My girlfriend got a new digital camera so I decided to test it out.....


----------



## ImportCarTuner (Jun 9, 2002)

Very nice ride bro... great picture quality. Which digital camera did your GF purchase?


----------



## Nuskool (Jan 5, 2004)

Its a Nikon 4300.....Damn good camera comes with alot of adapters and stuff I didnt get to try them out yet


----------



## jingjing (Apr 29, 2002)

looks good


----------



## sethwas (Apr 30, 2002)

I _really_ like the hood. Plus your car's black is nice and deep.

Seth


----------



## Nuskool (Jan 5, 2004)

Thanks it was just repainted about two months ago


----------



## Coco (Apr 30, 2002)

nice ride. :thumbup:


----------



## Mr.Barrie (Jun 12, 2003)

Drop the front and you will be straight up.

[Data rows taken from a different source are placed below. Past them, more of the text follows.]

PR #40, opened 2021-10-05
Fix lazy load breaking in captions list when copying from revision

MarquisLP:
For lazy loading in the captions list (i.e. displaying more captions cues whenever the user scrolls down to the bottom), we attach an `IntersectionObserver` to a div at the bottom of the list.

However, during a session, this div can be destroyed and recreated. This can happen when copying a past revision, as it replaces the component's entire DOM with a "Loading" indicator. When this happens, the `IntersectionObserver`'s div reference becomes stale, and thus lazy loading stops working.

This PR fixes it by recreating the `IntersectionObserver` whenever the Captions Editor component finishes loading.

### DIFF
--- a/capture/d2l-capture-producer/src/d2l-video-producer-captions.js
+++ b/capture/d2l-capture-producer/src/d2l-video-producer-captions.js
@@ -268,8 +268,16 @@ class VideoProducerCaptions extends InternalLocalizeMixin(LitElement) {
 
 	updated(changedProperties) {
 		changedProperties.forEach((oldValue, propName) => {
-			if (propName === 'captions') {
-				this._updateLazyLoadForCaptionsCuesList(oldValue);
+			if (propName === 'loading' && !this.loading) {
+				// We use IntersectionObserver for lazy loading.
+				// IntersectionObserver uses a direct reference to its root element. In this case, the root
+				// is an empty div we use to mark the bottom of the captions cues list.
+				// Whenever this empty div is recreated (e.g. after the component goes from loading to non-loading state),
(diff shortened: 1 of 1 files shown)


capture/d2l-capture-producer/src/d2l-video-producer-captions.js
```diff
@@ -391,16 +402,17 @@ class VideoProducerCaptions extends InternalLocalizeMixin(LitElement) {
...
-			this._numberOfVisibleCuesInList = constants.NUM_OF_VISIBLE_CAPTIONS_CUES;
-		} else if (this.captions.length < this._numberOfVisibleCuesInList) {
+		if (
+			(Math.abs(this.captions.length - this._numberOfVisibleCuesInList) === 1) || // Adding or removing a single captions cue through the UI
+			(this.captions.length <= constants.NUM_OF_VISIBLE_CAPTIONS_CUES)
+		) {
 			this._numberOfVisibleCuesInList = this.captions.length;
+		} else if (this.captions.length > constants.NUM_OF_VISIBLE_CAPTIONS_CUES) {
+			this._numberOfVisibleCuesInList = constants.NUM_OF_VISIBLE_CAPTIONS_CUES;
 		}
```
MarquisLP, line 416: The old logic would only update the number of visible cues when the length of the captions array goes from zero to non-zero (i.e. after uploading captions). But now that the user can copy from a past revision at any time, it is possible for the captions array to change from a non-zero length to another non-zero length.

MichaelKovalchuk (approved):

AdmiralCoco (approved):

Whats up with the side markers? Do they blink when you use your turn signals or are they always on?


----------



## Nuskool (Jan 5, 2004)

Its dropped 2 inces all the way around and the side markers do work but when I got it painted I took them out. All I have to do is re wire it


----------



## NotAnotherHonda (Aug 7, 2003)

ide like them, if it wasnt for the person who let you borrow the camera haha


----------



## Nuskool (Jan 5, 2004)

ok everyone there is a comedian in the Building....lol


----------



## LIUSPEED (May 29, 2002)

very nice.. ever consider gettin new corners ?


----------



## Marius (Jun 17, 2004)

LIUSPEED said:


> very nice.. ever consider gettin new corners ?


trying to make a quick sale?
go for it. It would look good with the gen 3 turn signals :thumbup:


----------



## Nuskool (Jan 5, 2004)

I want liuspeed to make some damn JDM Amber corners....I would be in for a buy fo sure......Oh and I want liuspeed to make a lip for the 200sx perhaps c/f Id be down for than also.......


----------



## NotAnotherHonda (Aug 7, 2003)

Nuskool said:


> I want liuspeed to make some damn JDM Amber corners....I would be in for a buy fo sure......Oh and I want liuspeed to make a lip for the 200sx perhaps c/f Id be down for than also.......



why dont you bend over for him while your at it haha JK


----------



## Radioaktiv (Feb 12, 2004)

i like it


----------



## Pat200sx (Jan 29, 2004)

wow that looks really good! nice job! :thumbup:


----------



## Nuskool (Jan 5, 2004)

Thanks alot....


----------